Besides prediction accuracy, the proposed prediction method has several strengths and one weakness. The first and foremost strength is that the method requires little input from respondents: only a passport photo and answers to three closed-ended questions. Second, the method has a theoretical foundation of hormones, making it easier to improve the prediction method in the future. For example, hormones can be related to behaviour, and thus the prediction of size and shape of the human body can be enhanced by using answers to questions about behaviour as predictors. Third, one statistical model (rather than multiple) is used in the method, reducing accumulated prediction error. Fourth, the prediction results can be visualised using the thin-plate spline method. A weakness of the prediction method is that not all hormonal responses of the body can be predicted with the shape of the face. For example, the face shape does not respond to dihydrotestosterone, which is crucial in development of the penis^{12}.

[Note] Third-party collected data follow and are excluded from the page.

Issue #4343, opened 2025-02-11
Updates to KeyCloak 


ninosamson:

ninosamson:
Hello SSO Friends, 
  
We are reaching out to share that we are moving to a new version of Red Hat Build of Keycloak 26 (RHBK 26). We plan to upgrade it in February - March 2025. 
 
In preparation for this upgrade, we highlighted some important updates regarding RHBK 26 that may require action from you to keep the integration between the SSO service and your app working. The full release note can be found here. 
 
1. The Keycloak JS library is no longer served statically from the Red Hat build of Keycloak server 
 
If your application links to Keycloak server with URLs such as: 

/js/keycloak-authz.js 

/js/keycloak-authz.min.js 

/js/keycloak.js 

/js/keycloak.min.js 

/js/{version}/keycloak-authz.js 

/js/{version}/keycloak-authz.min.js 

/js/{version}/keycloak.js 

/js/{version}/keycloak.min.js 

you will not have access to the file(s) once we upgrade to RHBK26, and your users will not be able to authenticate through your app. By Red Hat build of Keycloak 26.0 Upgrading Guide, you should now include the library in your project using a package manager such as NPM. The library is available on the NPM registry as keycloak-js. 

2. Support for legacy logout through redirect_uri parameter is removed 

Previous versions of Keycloak had supported automatic logout of the user and redirect to the application by opening logout endpoint URL with redirect_uri parameter. We communicated with the community that this functionality was deprecated in Keycloak 18 and now has been removed in RHBK 26. We recommend including id_token_hint and post_logout_redirect_uri parameters. 

3. You are already logged in message  

When a user is already logged in to one browser tab and an authentication session expired in another browser tab, RHBK 26 redirects back to the client application with an OIDC/SAML error. Note that the message You are already logged in does not appear to the end user when an authentication session expires and user is already logged in. You may consider updating your applications to handle this error. Please reach out to us if you have more questions about this error. 

4. Changes on token claims to reduce size of lightweight access token 

Claim sub and auth_time are added by protocol mapper, which are still added to the ID token and access token as before, but not to the lightweight access token

Claim nonce is added only to the ID token by default 

Claim session_state is not added to any token now by default. The other dedicated claim sid is still supported by the specification, which was available in previous versions and has exactly the same value 

For backward compatibility, through protocol mappers, SSO team adds nonce and session_state claims for standard clients. If you are a custom client, please review your token claim usage, and configure accordingly. More details can be found here. 

[...]

PR #4400, opened 2025-02-26
#4343 - Updates to KeyCloak - start after Feb25

bidyashish:
**Technical**
- [x] Review the comments added by @ninosamson below to check any possible impact.
- [x] Update keycloakjs lib can be done without any breaks. If the login is happening for all portals it should be good enough to proceed.
- [x] To be executed after Feb 25 (Dev/TEST) to check possible impacts.


andrewsignori-aot (approved):
Thanks for separating the changes, looks good 👍

andrepestana-aot (approved):
Looks good!

PR #4430, opened 2025-03-05
#4247 - Revert route changes and parent application (Vue only)

andrewsignori-aot:
Reverting changes related to the route with the parent application ID instead of the application ID itself, due to complexities moving forward with the changes that affected more areas than what was foreseen by the Team.

### DIFF
--- a/sources/packages/web/src/components/common/NoticeOfAssessmentFormView.vue
+++ b/sources/packages/web/src/components/common/NoticeOfAssessmentFormView.vue
@@ -23,7 +23,7 @@
 </template>
 
 <script lang="ts">
-import { defineComponent, ref, watchEffect } from "vue";
+import { defineComponent, ref, onMounted } from "vue";
 import { StudentAssessmentsService } from "@/services/StudentAssessmentsService";
 import { AssessmentNOAAPIOutDTO } from "@/services/http/dto";
 import { ModalDialog, useFormatters } from "@/composables";
@@ -205,7 +205,7 @@ export default defineComponent({
       );
     };
 
-    watchEffect(loadNOA);
+    onMounted(loadNOA);
 
     const setMSFAAReissueProcessing = (processing: boolean) => {
       msfaaReissueProcessing.value = processing;
--- a/sources/packages/web/src/components/common/NoticeOfAssessmentFormView.vue
+++ b/sources/packages/web/src/components/common/NoticeOfAssessmentFormView.vue
@@ -150,9 +150,6 @@ export default defineComponent({
     };
 
     const loadNOA = async () => {
-      if (!props.studentId || !props.applicationId || !props.assessmentId) {
-        return;
-      }
       const assessment =
         await StudentAssessmentsService.shared.getAssessmentNOA(
           props.assessmentId,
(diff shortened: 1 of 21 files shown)


sources/packages/web/src/components/common/students/assessment/History.vue
```diff
@@ -124,13 +122,11 @@ export default defineComponent({
     // Adding watch effect instead of onMounted because
     // applicationId may not be not available on load.
     watchEffect(async () => {
-      if (props.applicationId) {
```
sh16011993, line 127: I understand that we reverted this back because now this will come instantly as it is not derived in the parent component through an api call. Shouldn't we keep this `if` check here considering that the `getAssessmentHistory` api call has `props.applicationId` as mandatory?

sh16011993: I think we can safely remove the `if` check from both the `History.vue` and `Request.vue` since it is coming directly from the parent view route.

sources/packages/web/src/views/aest/student/applicationDetails/NoticeOfAssessment.vue
```diff
@@ -20,7 +20,7 @@
 </template>
 
 <script lang="ts">
-import { defineComponent, onMounted, ref } from "vue";
+import { defineComponent } from "vue";
 import NoticeOfAssessmentFormView from "@/components/common/NoticeOfAssessmentFormView.vue";
 import { AESTRoutesConst } from "@/constants/routes/RouteConstants";
 import { ApplicationService } from "@/services/ApplicationService";
```
dheepak-aot, line 26: Do we still need the `ApplicationService` here?

sources/packages/web/src/components/common/NoticeOfAssessmentFormView.vue
```diff
@@ -150,9 +150,6 @@ export default defineComponent({
     };
 
     const loadNOA = async () => {
```
dheepak-aot, line 152: The `loadNOA` is used under watch effect, so we can either revert the watch effect keep some condition under watch effect(e.g. any  of these props changing) to call the loadNOA.

sources/packages/web/src/components/common/students/assessment/History.vue
dheepak-aot: WatchEffect reacts to any change in the reactive state. So I would recommend keeping the if unless I am missing something.

andrewsignori-aot: Added it back.

dheepak-aot (approved):
Thanks for taking care of the revert. Looks good 👍

andrewsignori-aot:
> Thank You for reverting the changes @andrewsignori-aot.
> 
> I tested the following as a part of the review:
> 
> * Summitted an application, approved assessment, enrollment.
> * Submitted an appeal for an application by the student. Viewed the appeal request form in the ministry, approved it. Checked the completed appeals request form in the Completed assessments section. Checked the assessment and the NOA page for the same.
> * Raised a scholastic standing for a completed application from the institution and checked the completed request form for the same. Checked the assessment and the NOA page for the same.
> * Edited an application and raised an exception flow for an application. Approved the exception from the ministry. Checked the request form and the assessment and the NOA pages from the ministry.
> 
> All the above looks good. 👍

Amazing @sh16011993, thanks 😉

Issue #3739, opened 2024-09-24
Release DB Migrations Rollback


andrewsignori-aot:
During the release process to Staging and Production, the release rollback includes reverting the DB migration already executed, if any. The current process is a temporary workaround and a better approach should be taken. 

**Acceptance criteria**
- [ ] Evaluate possible solutions for reverting the DB migrations.
- [ ] Evaluate the possible creation of a POD with the DB migrations source code to allow the `migration:revert` to be executed.
- [ ] Check alternative solutions.
- [ ] Check why the DB migration demands more CPU and memory than the usual required to execute the applications.

ninosamson:
Moving back to "In Review" for bug fix.

PR #4457, opened 2025-03-10
#3739 - Release DB Migrations Rollback - Allow migration to fail on CI/CD

andrewsignori-aot:
When CI/CD is executing the migrations, the job was considered successful even if a migration failed to be executed.
Changed the behavior of the exceptions handling when they are executed in the CI/CD pipeline or using the REPL mode.

### DIFF
--- a/sources/packages/backend/apps/db-migrations/src/db-migrations.service.ts
+++ b/sources/packages/backend/apps/db-migrations/src/db-migrations.service.ts
@@ -4,6 +4,27 @@ import { ormConfig } from "./data-source";
 import { inspect } from "util";
 
 /**
+ * Default limit to use when listing migrations.
+ */
+export const DEFAULT_LIST_LIMIT = 5;
+
+/**
+ * Behavior to use when a failure occurs.
+ * Useful to control the behavior when the migration is executed
+ * in the CI/CD pipeline or using the REPL mode.
+ */
+export enum FailureBehavior {
+  /**
+   * Only log the error and continue.
+   */
+  LogOnly = "log-only",
+  /**
+   * Rethrow the error.
+   */
+  Rethrow = "rethrow",
+}
+
+/**
  * DB migrations options available.
  * Each operation is executed in an isolated data source.
  */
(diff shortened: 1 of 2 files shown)


sources/packages/backend/apps/db-migrations/src/db-migrations.service.ts
```diff
@@ -13,8 +34,10 @@ export class DBMigrationsService {
 
   /**
    * Run all pending migrations.
+   * @param failureBehavior the behavior to use when a failure occurs.
+   * Defaults to log only.
    */
-  async run(): Promise<void> {
+  async run(failureBehavior = FailureBehavior.LogOnly): Promise<void> {
```
dheepak-aot, line 40: What is the benefit of setting the default value here?

sources/packages/backend/apps/db-migrations/src/db-migrations.service.ts
```diff
@@ -25,13 +48,15 @@ export class DBMigrationsService {
...
+    }, failureBehavior);
   }
 
   /**
    * Revert the last migration.
+   * @param failureBehavior the behavior to use when a failure occurs.
+   * Defaults to log only.
    */
-  async revert(): Promise<void> {
+  async revert(failureBehavior = FailureBehavior.LogOnly): Promise<void> {
```
dheepak-aot, line 59: https://github.com/bcgov/SIMS/pull/4457/files#r1988214582

dheepak-aot (approved):
Thanks for taking care of the issue. Looks good 👍

Minor clarification.

sources/packages/backend/apps/db-migrations/src/db-migrations.service.ts
andrewsignori-aot: After further testing, I notice the RPEL is resilient to unhandled exceptions, hence I simplified the code, removing the `catch` and letting the exception be thrown all the times which would fix the migration issue for CI/CD and would also not affect the REPL mode with the benefit of simplified the code.

guru-aot (approved):

Issue #4458, opened 2025-03-11
BUG: Application versioning not displayed below Application Status on Dev and Test


astridSABC:
**Describe the Bug**
Dev and Test: When an app is edited, the original version is not displayed with the date and time below the Application status, no dropdown arrow is available.  When an app is edited again, the next version is displayed in a chronological list.

**Expected Behaviour**
Once an app is edited, the original version and subsequent versions should be displayed under the "Application Status" in the left pane in chronological order.  Each has it's own date, time stamp with a dropdown arrow.

Dropdown arrow is available for selection beside the date and time stamp
Select the trencher icon (graduation cap) or "application"
Select through all the tabs and note the information selected on the pages

**Actual Behaviour**

Version is not displayed

<img width="500" src="https://api.zenhub.com/attachedFiles/eyJfcmFpbHMiOnsibWVzc2FnZSI6IkJBaHBBODAyQ1E9PSIsImV4cCI6bnVsbCwicHVyIjoiYmxvYl9pZCJ9fQ==--6e302ffbb3c5084e79669070b798a9ea40204ddd/image.png" alt="image.png" />

** Steps To Reproduce**
Today: Create a single application with no PD/dependants and any income below $36,111 (original application and assessment)

First Edit: Later the same day: Edit the application (add a dependant) and submit the application. At assessment status

Steps to reproduce the behaviour:
First Edit Precondition

1. Login to the ministry portal
2. Click “search students” in the left pane
3. Enter the name of the student
4. Click “search” or press ENTER
5. Click “view” in the row for the student from above
6. Select “applications” tab
7. Click “view” beside the application that you want to review from above
8. Note the screen

Ref. TC 4327, Release 2.6

PR #4463, opened 2025-03-11
#4458 - Fix the overall status API to use application id

dheepak-aot:
## Fix the overall status API to use the application id and get the edited versions of the same

- [x] Added a quick fix (additional query) to get the `parent-application-id` from the given `application-id` and get the versions.

Application with version.
image

Application without version.

image


sources/packages/backend/apps/api/src/services/application/application.service.ts
```diff
@@ -1860,19 +1860,26 @@ export class ApplicationService extends RecordDataModelService<Application> {
 
   /**
    * Get previous application versions for an application.
-   * @param parentApplicationId parent application id.
+   * @param applicationId application id.
    * @returns previous application versions.
    */
   async getPreviousApplicationVersions(
-    parentApplicationId: number,
+    applicationId: number,
```
andrewsignori-aot, line 1867: Minor, I would suggest to have the method renamed to `getApplicationVersions`, not a blocker.

andrewsignori-aot (approved):

guru-aot (approved):
LGTM, nice work @dheepak-aot

sources/packages/backend/apps/api/src/services/application/application.service.ts
dheepak-aot: I will address that in the PR towards main.

Issue #4354, opened 2025-02-13
Change Request Revamp - 1st effort (database and sub event name changes)


Joshua-Lakusta:
As a ministry user I need the application to be able to have an edit post COE that allows for different states for the edit request so that their can be a ministry decision on the edit. this is important because all changes post COE must have ministry intervention. 

Acceptance Criteria

#### Database Changes
- [x] Rename application status from `Overwritten` to `Edited`, and review all impacted places.
- [x] Create a new column on `sims.applications`.
  - [x] Ensure all applications where `parent_application_id = preceding_application_id` will be updated to `Original`
  - [x] Ensure all applications where `parent_application_id != preceding_application_id` will be updated to `Edited`
  - [x] `application_edit_status`
    - `Original`: default status when the application was never edited in any way.
    - `Change in progress`: status for the new application version to be edited after COE.
    - `Change pending approval`: the workflow is being executed and did not reach the "Ministry approval" yet. May be waiting for supporting users or income.
    - `Change declined`: when the edit was requested after COE and Ministry declined it.
    -  `Change cancelled` : When the edit is cancelled by the student
    - `Changed with approval`: when the edit was requested after COE and Ministry accepted it.
    - `Edited`: when the edit was executed and no Ministry approval was needed (edit before COE).
Audit columns should be created to capture user and modified dates for the last application_edit_status update. Alternatively, a note relation can be kept also.
  - [x] `application_edit_status_updated_on`
  - [x] `application_edit_status_updated_by`
  - [x] Create a note record in preparation for having a note as a part of the approval or decline process. This will eventually be used to ID user, time, and date of the change. Note will be mandatory part of the decision process

#### Application changes
- [x] Ensure current application save draft, submit, and edit still work and set the new statuses.
- [x] Ensure the new statuses will be persisted as `Original` when a new draft application is created.
- [x] When an application is edited by a student set the new columns as below.
  - [x] `application_status`: `Edited`
  - [x] `application_edit_status`: `Edited`
  - [x] `application_edit_status_updated_on`: current date available and shared on the method.
  - [x] `application_edit_status_updated_by`: student user ID.
 
#### Workflow Changes
- [x] Ensure workflow will be executed in a backward-compatible way.
- [x] Skip exceptions approval and application status as shown below.
[...]

PR #4464, opened 2025-03-11
#4354 - Change Request Revamp - 1st effort - Workflow Changes

andrewsignori-aot:
## Workers changes

- Created a new worker `application-change-request-approval` to process the Ministry review of an application change request.
- The worker will be executed only for applications with the edit status set as `Change in progress`.
- It is the worker's responsibility to set the application's edit status to `Change pending approval` to keep the workflow waiting for some new action from the Ministry, to approve or reject it, or from the student, to cancel it.

### E2E Tests

- ApplicationController(e2e)-applicationChangeRequestApproval
  - Should update application edit status to Change pending approval when the Ministry approval is required.
  - Should not update the application edit status when it is already set as Change pending approval.
  - Should not update the application edit status when it is set as Change cancelled.

### New alternative flow to skip application status change and exceptions verifications

- The application status will remain as it is (`Edited`).
- No exceptions verifications will be executed.

image

### New `change request` approval flow

- When the application edit status is set to `Change in progress`, the new flow will be executed and wait for some action from the Ministry or the Student, as explained before.
- The edit status will be set as `Change pending approval` and the workflow will be waiting for timer to check the most recent DB status or for a message to be received (following the same approach from PIR and exceptions).
- Also following the same approach from exceptions, if the workflow will receive a "cancellation status" (`Change cancelled` or `Change declined`) and it will proceed to the `end`.

image

### PIR ignored

image

### E2E Tests
- E2E Test Workflow assessment gateway on change requests for <program year>
  - Should complete the assessment calculations when a change request was approved by the Ministry and a message was sent to the workflow.
  - Should end the assessment workflow when a change request is declined by the Ministry via message.
  - Should end the assessment workflow when a change request is declined by the Ministry via task result.
  - Should end the assessment workflow when a change request is cancelled by the student via message.
  - Should end the assessment workflow when a change request is cancelled by the student via task result.

## Non-related changes

- VS Code tasks to execute E2E tests were updated to allow the execution of files with the same name individually. Before, files with the same name were executed together, for instance, the E2E files for different program years that share the same name.
- Create two new tasks in the workspace for easy execution of Camunda and forms definitions.

## TODO
- Set the appropriate assessment status before the workflows execution ends, adapting and reusing the `Workflow wrap up` task or creating something similar, where the last seems more appropriate because we just need to execute something similar to the method [updateAssessmentStatusAndSaveWorkflowData](https://github.com/bcgov/SIMS/blob/ac0b8ca1951210e0691b03617cdd9e6940afaabc/sources/packages/backend/apps/workers/src/services/student-assessment/student-assessment.service.ts#L297).
_Note:_ the same could be reused for when the workflow is ended due to the Ministry declining exceptions.


.vscode/launch.json
```diff
@@ -98,7 +99,6 @@
       ],
       "console": "integratedTerminal",
       "internalConsoleOptions": "neverOpen",
-      "disableOptimisticBPs": true,
```
dheepak-aot, line 101: Asking for my understanding. What is is this property?

Also this is still present in line 80. 
image

sources/packages/backend/apps/workers/src/controllers/application/_tests_/e2e/application.controller-applicationChangeRequestApproval.e2e-spec.ts
```diff
@@ -0,0 +1,205 @@
...
+    // Act
+    const result = await applicationController.applicationChangeRequestApproval(
+      createFakeWorkerJob<
+        ApplicationChangeRequestApprovalJobInDTO,
+        ICustomHeaders,
+        ApplicationChangeRequestApprovalJobOutDTO
+      >(updateApplicationStatusPayload),
+    );
+
+    // Asserts
```
dheepak-aot, line 65: Minor. should start calling `//Assert` as `//Asserts` on multiple assertions ?

sources/packages/backend/apps/workers/src/controllers/application/application.controller.ts
```diff
@@ -168,4 +186,78 @@ export class ApplicationController {
...
+   * Processes the application change request approval.
+   * Set the application edit status to 'Change pending approval' to allow waiting
+   * till the Ministry approves or declines the changes.
+   * @returns most updated edit status.
+   */
+  @ZeebeWorker(Workers.ApplicationChangeRequestApproval, {
+    fetchVariable: [APPLICATION_ID],
+    maxJobsToActivate: MaxJobsToActivate.Normal,
+  })
+  async applicationChangeRequestApproval(
```
dheepak-aot, line 200: I see that this worker has been used for 2 different purposes, 1. Update the Edit Status 2. Return the current edit_status. 

Even though, if there is additional effort to introduce another worker, I feel using a worker to `Update Edit Status` and `Verify Approval` sounds better to me. Open for discussion.

.vscode/launch.json
andrewsignori-aot: I started to have it removed and I gave up because it was not clear to me either and I would not like to spend time on this 😄 
The short answer is that initial research did not show it was required, but I would not want to disturb the PR, and this one ended up being removed by mistake.

sources/packages/backend/apps/workers/src/controllers/application/_tests_/e2e/application.controller-applicationChangeRequestApproval.e2e-spec.ts
andrewsignori-aot: Copy and paste from other E2E tests 😉

sources/packages/backend/apps/workers/src/services/application/application.service.ts
```diff
@@ -100,4 +106,32 @@ export class ApplicationService extends RecordDataModelService<Application> {
...
+    return this.repo.update(
+      {
+        id: applicationId,
+        applicationEditStatus: fromStatus,
+      },
+      {
+        applicationEditStatus: toStatus,
+        applicationEditStatusUpdatedOn: now,
+        applicationEditStatusUpdatedBy: this.systemUsersService.systemUser,
+        modifier: this.systemUsersService.systemUser,
```
dheepak-aot, line 132: Minor. We can assign a `this.systemUsersService.systemUser` to a const and use in both places.

sources/packages/backend/apps/workers/src/controllers/application/application.controller.ts
andrewsignori-aot: The idea was to follow a similar approach from `verify-application-exceptions`, which is also for "two purposes" and not to mention some other workers like `verify-assessment-calculation-order` and `workflow-wrap-up`.
In terms of a worker executing a single responsibility, yes, looks better, but we usually take into consideration the workflow cost of executing a worker call/process. Does it make sense?
I would be more inclined to create an additional worker if one of those suggested separations would be reused in more than one place.

sources/packages/backend/apps/workers/src/controllers/application/_tests_/e2e/application.controller-applicationChangeRequestApproval.e2e-spec.ts
andrewsignori-aot: Changed.

.vscode/launch.json
andrewsignori-aot: Reverted to add it back.

sources/packages/backend/workflow/src/workflow-definitions/assessment-gateway.bpmn
```diff
@@ -789,10 +568,342 @@
...
+      <bpmn:conditionExpression xsi:type="bpmn:tFormalExpression">=programInfoStatus = "Required"</bpmn:conditionExpression>
+    </bpmn:sequenceFlow>
+    <bpmn:sequenceFlow id="Flow_1ds5r8m" sourceRef="pir-pending-event-gateway" targetRef="program-info-request-timer" />
+    <bpmn:sequenceFlow id="Flow_1sze0w6" sourceRef="program-info-request-timer" targetRef="program-info-required-task" />
+    <bpmn:sequenceFlow id="Flow_0guy66a" sourceRef="program-info-required-task" targetRef="pir-pending-gateway" />
+    <bpmn:sequenceFlow id="needs-pir-flow" name="Needs PIR" sourceRef="needs-pir-gateway" targetRef="program-info-required-task">
+      <bpmn:conditionExpression xsi:type="bpmn:tFormalExpression">=studentDataSelectedOffering = null</bpmn:conditionExpression>
+    </bpmn:sequenceFlow>
+    <bpmn:sequenceFlow id="pir-not-required-flow" name="PIR not required or Change in progress" sourceRef="needs-pir-gateway" targetRef="program-info-not-required-task">
+      <bpmn:conditionExpression xsi:type="bpmn:tFormalExpression">=studentDataSelectedOffering != null or applicationEditStatus = "Change in progress"</bpmn:conditionExpression>
```
dheepak-aot, line 690: I feel that it will be good to use a separate gateway for the deviation based on edit status. 
image

dheepak-aot: Same for PIR. 
image

sources/packages/backend/workflow/src/workflow-definitions/assessment-gateway.bpmn
```diff
@@ -789,10 +568,342 @@
...
+          <zeebe:input source="=&#34;load-assessment-data-submit-or-reassessment-subprocess&#34;" target="load_assessment_data_submit_or_reassessment_subprocess_passthrough" />
+        </zeebe:ioMapping>
+      </bpmn:extensionElements>
+      <bpmn:incoming>Flow_1wrj7fh</bpmn:incoming>
+      <bpmn:outgoing>Flow_0rxxozm</bpmn:outgoing>
+    </bpmn:callActivity>
+    <bpmn:sequenceFlow id="Flow_1ef3map" sourceRef="assessment-start-event" targetRef="associate-workflow-instance-task" />
+    <bpmn:sequenceFlow id="Flow_1wrj7fh" sourceRef="associate-workflow-instance-task" targetRef="load-assessment-data-submit-or-reassessment-subprocess" />
+    <bpmn:sequenceFlow id="Flow_0g0yluv" name="Original application submission" sourceRef="Gateway_1imkna6" targetRef="Gateway_139oo1r">
+      <bpmn:conditionExpression xsi:type="bpmn:tFormalExpression">=applicationEditStatus = "Original"</bpmn:conditionExpression>
```
dheepak-aot, line 822: What about `applicationEditStatus = "Edited"` ? The edit before COE.

sources/packages/backend/workflow/src/workflow-definitions/assessment-gateway.bpmn
andrewsignori-aot: Lets check PIR first, fo you mean something like below?

image

Instead of the "OR" condition as below?

image

dheepak-aot:
Great progress towards the new change request process. Please have a look at the comments.

sources/packages/backend/workflow/src/workflow-definitions/assessment-gateway.bpmn
andrewsignori-aot: Edit before COE never reaches the workflow as 'Edited', it follows a new submission from scratch.

sources/packages/backend/apps/workers/src/services/application/application.service.ts
dheepak-aot: Considering `.systemUser` equivalent to a method, I mentioned that. Still not a blocker.

sources/packages/backend/workflow/src/workflow-definitions/assessment-gateway.bpmn
dheepak-aot: I see -  The new path also requires program info status to be updated. I thought it will skip the whole PIR block.

sources/packages/backend/workflow/src/workflow-definitions/assessment-gateway.bpmn
dheepak-aot: I raised the question looking at this block of code where new application created has the edit_status as `Edited`.  Let me know if I am missing something here.

image

sources/packages/backend/apps/workers/src/controllers/application/application.controller.ts
dheepak-aot: I agree that unless we have more purpose for the new worker we can follow the current approach in PR.

sources/packages/backend/workflow/src/workflow-definitions/assessment-gateway.bpmn
andrewsignori-aot: Got it now. I am changing that flow to be the default one from now on.

sources/packages/backend/workflow/src/workflow-definitions/assessment-gateway.bpmn
andrewsignori-aot: As per our conversation, that is how it will look like.
image

dheepak-aot (approved):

The prediction method was tested with the CAESAR dataset, which had several limitations that can be opportunities for future research. First, the dataset contained predominantly Caucasian subjects and virtually no children and adolescents, and the number of subjects was too small to incorporate many nuances between subjects. Future investigation should include more diverse populations and subjects. Second, the body posture could be inconsistent across subjects, making configurations asymmetric at times, and therefore more difficult to predict. Future research would benefit by using a 3D body scan dataset in which subjects strictly adhere to a detailed posture protocol. The CAESAR project included such a protocol^{27}, but wasn’t very thorough, which allowed subjects some freedom of physical movement. Of course, future research could also use posture correction methods before testing the prediction method, but these algorithms may add reconstruction error to the prediction error. Third, fixed landmarks coordinates probably contained landmark placement error. This is because prediction results showed that fixed landmarks were harder to predict than surface semilandmarks, which were corrected by sliding with the Procrustes distance^{34}. Future research could benefit by creating a 3D body scan dataset with multiple body scans and placements of all fixed landmarks per subject. This makes it possible to calculate, check, and correct the landmark placement error per subject. Fourth, the amount of details in shape and color of the body scans were low, especially in the dataset of the Netherlands. Future research would benefit from body scan datasets using more sophisticated body scan technology (the CAESAR dataset dates from 2002).

## Author contributions

J. v. V. is the sole contributor to this manuscript and the prediction method therein.

## Competing interests

J. v. V. is the founder and owner of the company Krossfields, which funded this research.

## Data availability

The CAESAR dataset can be retrieved from https://wear.wildapricot.org.

## Acknowledgements

The author is grateful to Dr. Cristina Tortora of the San José State University for helpful comments that have improved the geometric morphometrics in this article. This work was funded by Krossfields.

## Footnotes

Competing interest statement is adjusted.